The SINE_B1 sequences and MT2_Mm sequence were cloned into pGL4.23 luciferase reporter plasmid containing the SV40 mini-promoter, or the psi-CHECK-2 (Promega, C8021) luciferase reporter plasmid. Luciferase reporter plasmids were transfected into HEK293T cells together with Zfp352 or Dux over-expressing plasmids. The luciferase expression changes were detected by RT-qPCR. Luciferase activity was also measured with the dual luciferase assay system (Promega, E1910) and analyzed on a Synergy2 plate reader (BioTek).

Co-immunoprecipitation

Cells were lysed in Endo-IP buffer with protease inhibitor cocktail (Biotool, B14001) on ice for 30 min, and the lysate was centrifugated at 4 °C for 25 min to remove precipitates. 500 μg total protein was incubated with 5 μg of rabbit IgG or HA antibodies (Sigma, H3663) or Flag antibodies (Sigma, F1804) at 4 °C overnight with rotation. Lysate and antibody mix was incubated with 30 μl protein G Dynabeads (Thermo Fisher Scientific, 10003D) for 2 h at room temperature with rotation. Beads were washed with lysis buffer and eluted. The eluent was analyzed by western blotting. To detect protein ubiquitination, 500 μg total protein was incubated with 5 μg of rabbit IgG or ZSCAN4 antibodies (Millipore, AB3430) at 4 °C overnight with rotation. Lysate and antibody mix were incubated with 30 μl protein G Dynabeads (Thermo Fisher Scientific, 10003D) for 2 h at room temperature with rotation. The eluent was later blotted with ubiquitin antibody (CST, #3936).

Western blotting

Cell lysate in Endo-IP buffer with protease inhibitor cocktail or Co-IP eluted samples were denatured at 95 °C and kept on ice. Protein samples were resolved using SDS-PAGE and transferred onto a polyvinylidene difluoride (PVDF) membrane (Sigma-Aldrich, 3010040001) using a wet tank transfer system. The PVDF membrane was blocked in 10% non-fat milk in PBST for 1 h and incubated the primary antibody in blocking buffer at 4 °C overnight and subsequently secondary antibody conjugated with HRP (Genescrip, A00098) 1:5000 diluted. The membrane was visualized using the Azure C300 system. The primary antibody used included antibody against GAPDH (Abclonal, AC033), HA (Sigma, H3663), Flag (Sigma, F1804), ZSCAN4 (Millipore, AB3430), ubiquitin (CST, #3936) and ZFP352, and all primary antibodies were diluted at 1:2000.

Flow cytometry

mESCs were digested into single cells by 0.05% trypsin at 37 °C and fixed with 4% PFA for 30 min. Upon resuspended in pre-cold PBS, the suspensions were filtered through 40 µm strainer and analyzed on BD LSRFortessaTM Cell Analyser. The FACS data were analyzed using FlowJo X V10, with gating strategies illustrated in Supplementary Fig. 7.

CRISPRi and CRISPRa

For the CRISRi and CRISPRa system, sgRNAs designed from MT2_Mm consensus sequences in Dfam were used and cloned into dCAS9-VP160 and dCAS9-KRAB vectors modified from Addgene #48240. The sgRNA sequences used in this study were:

CAGCTGTGAATGGAAGTCCA

ATTTATTGATGACTTACAGT

CACCAGTGACCCTTATCTGG

dCAS9-VP160 or dCAS9-KRAB plasmid with sgRNAs were transduced into E14 cells and empty vectors were used as control.

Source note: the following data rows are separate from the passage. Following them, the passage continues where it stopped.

Issue #3830, opened 2021-08-30
dbt extensions / dbt jinja extensions


jpeak-intellify:
### Describe the feature

As a dbt user I should be able to install extensions through `pip` such that I can:
 - `pip install dbt-ext-myextension` OR
 - `pip install dbt-jinja-ext-myextension`

And the `dbt` cli autoloads these extensions [similar to pytest](https://docs.pytest.org/en/6.2.x/writing_plugins.html#making-your-plugin-installable-by-others) allowing control of the event hooks and the Jinja environment for custom behaviour.

### Describe alternatives you've considered

I am trying to automate overriding the `generate_database_name` and `generate_schema_name` macros but even if I install a dbt-package with my custom macro logic I still need to manually shim these macros in each repo. 

### Additional context

N/A

### Who will this benefit?

Power users that have an architecture or naming conventions dictated by business users that has outrun what dbt Out-Of-Box (OOB) can achieve.

Ideally allowing the Jinja environment to be extended would be an end goal here. It looks like the `do` command is already being used from `jinja2.ext.do`. https://github.com/dbt-labs/dbt/blob/develop/core/dbt/clients/jinja.py#L489

My ideal UX/DX would be:

- to develop a plugin with naming convention `dbt-jinja-ext-myextension`.
- `dbt` then uses the [`import_metalib.distributions()` functionality like `pluggy` does](https://github.com/pytest-dev/pluggy/blob/main/src/pluggy/_manager.py#L277) for autodiscovery.
- From that list of discovered plugins we have the array of strings to pass to the Jinja Environment.
- From there it is standard Jinja Extensions

This leverages prior art for plugin design. 
It is minimally invasive (leaving plugins for dbt event hooks as a separate scope of work).
It leverages the Jinja Extension community as the scope of what can be done.
Authoring a python extension better leverages python tooling to maintain that code than Jinja macros in a dbt package.

### Are you interested in contributing this feature?

Happy to help contribute this feature. Wanted to discuss scope of work before starting work though to fit in the roadmap.

For reference I was a [maintainer of `vcrpy`](https://github.com/kevin1024/vcrpy/commits?author=neozenith) API testing library for 6 months in 2019.

jpeak-intellify:
Thanks @jtcohen6 for the comprehensive context catchup.

# Big Ideas 

[...]

PR #3851, opened 2021-09-02
Specify macro_namespace of global_project dispatch macros

### LINKED ISSUE #3456: Allow dispatch & overrides of global macros via packages
### Describe the feature
As a dbt package developer, I'd like to be able to override a built-in (global) macro like `create_table_as` or `is_incremental` in a package and have projects that import the package transparently use the built-in macro without any changes to their code. 
One way to accomplish this would be to allow dbt to apply its package dispatch functionality to global macros. 
@jtcohen6 has suggested the following syntax in this [Slack thread](https://getdbt.slack.com/archives/C2JRRQDTL/p1623365118031500).

```yaml
dispatch:
  - macro_namespace: dbt
    search_order: ['my_package', 'dbt']
```
This would effectively inject `my_package` in the dispatch `search_path` for global macros in the `dbt` project.
It would also maintain the current behavior where dbt looks for overrides of global macros in the current root project and should follow the precedence described for materializations [here](https://docs.getdbt.com/docs/guides/creating-new-materializations#materialization-precedence).

So, e.g. if someone
- overwrote `create_table_as` locally in  the root project only, dbt would use the local version
- imported a package that overwrote `create_table_as` only, dbt would use the package version (over the global version)
- overwrote `create_table_as` locally in  the root project *and* imported a package that overwrote `create_table_as`, dbt would use the local version in the root project, over the package version and over the global version.

Another use case, in addition to overrides of the `default__` version of macros, would be for a package to supply alternate versions of global macros for specific platforms. Ideally such platform specific versions of global macros should belong in the respective plugin's global project, but there may be use cases for company-specific overrides to particular platforms that don't make sense in the plugin project. 

An alternative would be to wrap the macro exposed by the package locally. This would require project owners to be aware of the override and maintain a local wrapper macro for each override.

### Who will this benefit?
This would benefit package maintainers, particular those maintaining internal, company specific packages that override default behavior with customized implementations.

jtcohen6:
resolves #3456

Fuller description in the issue. Big idea is, you can reimplement a built-in global macro (including your adapter's built-in version) with a version that's defined in a package.

```yml
# dbt_project.yml
dispatch:
  - macro_namespace: dbt
    search_order: ['my_root_project', 'my_cool_package', 'dbt']
```

I think this _just works_ for existing functionality. I'll create some tests for the net-new functionality described above.

Following the conversation in #3830, I also added dispatching for `generate_schema_name` and `generate_alias_name`. Funny enough, `generate_database_name` was already dispatched.

This wasn't on our v1.0 list, but it feels quite 1.0-y, so I'd be excited to get it in before then.

### Checklist

### DIFF
--- a/CHANGELOG.md
+++ b/CHANGELOG.md
@@ -27,6 +27,7 @@
 - Allow the default seed macro's SQL parameter, `%s`, to be replaced by dispatching a new macro, `get_binding_char()`. This enables adapters with parameter marker characters such as `?` to not have to override `basic_load_csv_rows`. ([#3622](https://github.com/fishtown-analytics/dbt/issues/3622), [#3623](https://github.com/fishtown-analytics/dbt/pull/3623))
 - Alert users on package rename ([hub.getdbt.com#180](https://github.com/dbt-labs/hub.getdbt.com/issues/810), [#3825](https://github.com/dbt-labs/dbt/pull/3825))
 - Add `adapter_unique_id` to invocation context in anonymous usage tracking, to better understand dbt adoption ([#3713](https://github.com/dbt-labs/dbt/issues/3713), [#3796](https://github.com/dbt-labs/dbt/issues/3796))
+- Specify `macro_namespace = 'dbt'` for all dispatched macros in the global project, making it possible to dispatch to macro implementations defined in packages. Dispatch `generate_schema_name` and `generate_alias_name` ([#3456](https://github.com/dbt-labs/dbt/issues/3456), [#3851](https://github.com/dbt-labs/dbt/issues/3851))
 
 Contributors:
 
--- a/core/dbt/include/global_project/macros/adapters/common.sql
+++ b/core/dbt/include/global_project/macros/adapters/common.sql
@@ -1,5 +1,5 @@
 {% macro get_columns_in_query(select_sql) -%}
-  {{ return(adapter.dispatch('get_columns_in_query')(select_sql)) }}
+  {{ return(adapter.dispatch('get_columns_in_query', 'dbt')(select_sql)) }}
 {% endmacro %}
 
 {% macro default__get_columns_in_query(select_sql) %}
@@ -15,7 +15,7 @@
 {% endmacro %}
 
 {% macro create_schema(relation) -%}
-  {{ adapter.dispatch('create_schema')(relation) }}
+  {{ adapter.dispatch('create_schema', 'dbt')(relation) }}
 {% endmacro %}
 
 {% macro default__create_schema(relation) -%}
@@ -25,7 +25,7 @@
 {% endmacro %}
 
 {% macro drop_schema(relation) -%}
-  {{ adapter.dispatch('drop_schema')(relation) }}
+  {{ adapter.dispatch('drop_schema', 'dbt')(relation) }}
 {% endmacro %}
 
 {% macro default__drop_schema(relation) -%}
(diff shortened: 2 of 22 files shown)


gshank (approved):
This feels like it ought to have always worked this way. LGTM!

jpeak-intellify:
Really struggled to `pip install` just this branch to evaluate it which I have used these strategies before:
https://stackoverflow.com/questions/20101834/pip-install-from-git-repo-branch

Turns out I had to git clone the repo locally, checkout the branch then:
```
pip install --upgrade pip
pip install --upgrade setuptools wheel twine check-wheel-contents
cd scripts
. ./build-dist.sh
```

Then in my target toy dbt project:
```
python3 -m venv .venv
. ./.venv/bin/activate
pip install -U pip
cd path/to/dbt/dist
pip install *.whl
cd -
```

So I finally got our `dbt_bigcorp_util` installed and it dispatched but that package has sub macros that could not resolve and it's not obvious as a (novice) package developer how to handle this.

Error output:
```
λ dbt compile --no-version-check                             
Running with dbt=0.21.0-b1
* Deprecation Warning: The "packages" argument of adapter.dispatch() has been
deprecated. Use the "macro_namespace" argument instead.
Raised during dispatch for: except
For more information, see:
https://docs.getdbt.com/reference/dbt-jinja-functions/dispatch
Encountered an error:
Compilation Error in macro default__generate_database_name (macros/administration/generate_database_name.sql)
  'resolve_database_name' is undefined
  
  > in macro generate_database_name (macros/etc/get_custom_database.sql)
  > called by macro default__generate_database_name (macros/administration/generate_database_name.sql)
```

Does that make sense?

jpeak-intellify:
Following up, I got it working by name spacing calls to the internal macros with the name of the package.

Eg
`default__generate_database_name` now internally makes a call to `dbt_bigcorp_utils.resolve_database_name` instead of the bare `resolve_database_name`.

I thought it was something simple on my end.

This looks good to use immediately for our use case. 👍

jpeak-intellify:
Just following up here to save time explaining the context of the feature/bug I am experiencing before opening an issue where I have to repeat the context.

`dbt_project.yml`
```yaml
dispatch:
  - macro_namespace: dbt
    search_order: ['dbt_sample', 'my_macro_package', 'dbt']
```

But because I refactored **all** of my macros into `my_macro_package`, my `macros/` folder in my root `dbt_sample` project is empty.

So the above config gives the following error message:
```
Running with dbt=0.21.0
Encountered an error:
Compilation Error
  In dispatch: Could not find package 'dbt_sample'
```

The only workaround I can see is to change it to the following if the root project has no macros:
`dbt_project.yml`
```yaml
dispatch:
  - macro_namespace: dbt
    search_order: ['my_macro_package', 'dbt']
```

I'm not a huge fan of having to change preference config to match the existence of filesystem content. Feels like an opportunity for automation instead of manually twizzling config to suit.

If it is already reported and being addressed, a nudge to the existing issue would be appreciated so I can follow.
Otherwise if it is non-trivial, I'll create the full issue ticket to track the flow of work.

jtcohen6:
@jpeak-intellify Appreciate you putting the comment here! I _think_ we made a semi-related change that will incidentally fix this (https://github.com/dbt-labs/dbt-core/pull/4114), [by catching the mid-dispatch `Compilation Error` instead of raising it [here](https://github.com/dbt-labs/dbt-core/pull/4114/files#diff-d14b7d00e52da5da96bfb3bdef414e9289d923efe0a9cdadd716d792c7199535R166-R168).

We've backported that fix for v0.21.1, which is currently available as a release candidate. Could you take that for a spin, and see if it resolves the issue?
```
pip install dbt-<adapter>==0.21.1rc1
```
(where `<adapter>` is whichever one of postgres/redshift/snowflake/bigquery/etc that you're using)

jpeak-intellify:
Love your work. Yeah that nailed the issue. 👏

Embryo retrieval and microinjection

The 8–10-week-old female ICR mice were purchased from Shanghai SLAC Laboratory Animal Co., Ltd. All the mice were housed under the SPF environment with a 12 h light-dark cycle, and had a temperature of 22–24 °C with 50–60% humidity. ICR female mice (8–12 weeks old) were super ovulated by i.p. injection of 10 IU pregnant mare’s serum gonadotropin (PMSG, CEN’S, Hangzhou, China) and 48 h later, 10 IU human chorionic gonadotropin (hCG, CEN’S, Hangzhou, China). For in vivo produced embryos, females were then mated with ICR male mice (10–18 weeks old). The zygotes were collected from dissected oviducts at 0.5 dpc. and put into KSOM medium (ARK Resource Co., Ltd.). Zhejiang University (China) provided the guidance for the animal research protocol with the ethical approval number as ZJU20230182.

For siRNA injections, the in vivo collected zygotes were randomly allocated into four groups: siZfp352, siMERVL, siNC (scrambled control), and uninjected control. The siRNA sequences were as shown below.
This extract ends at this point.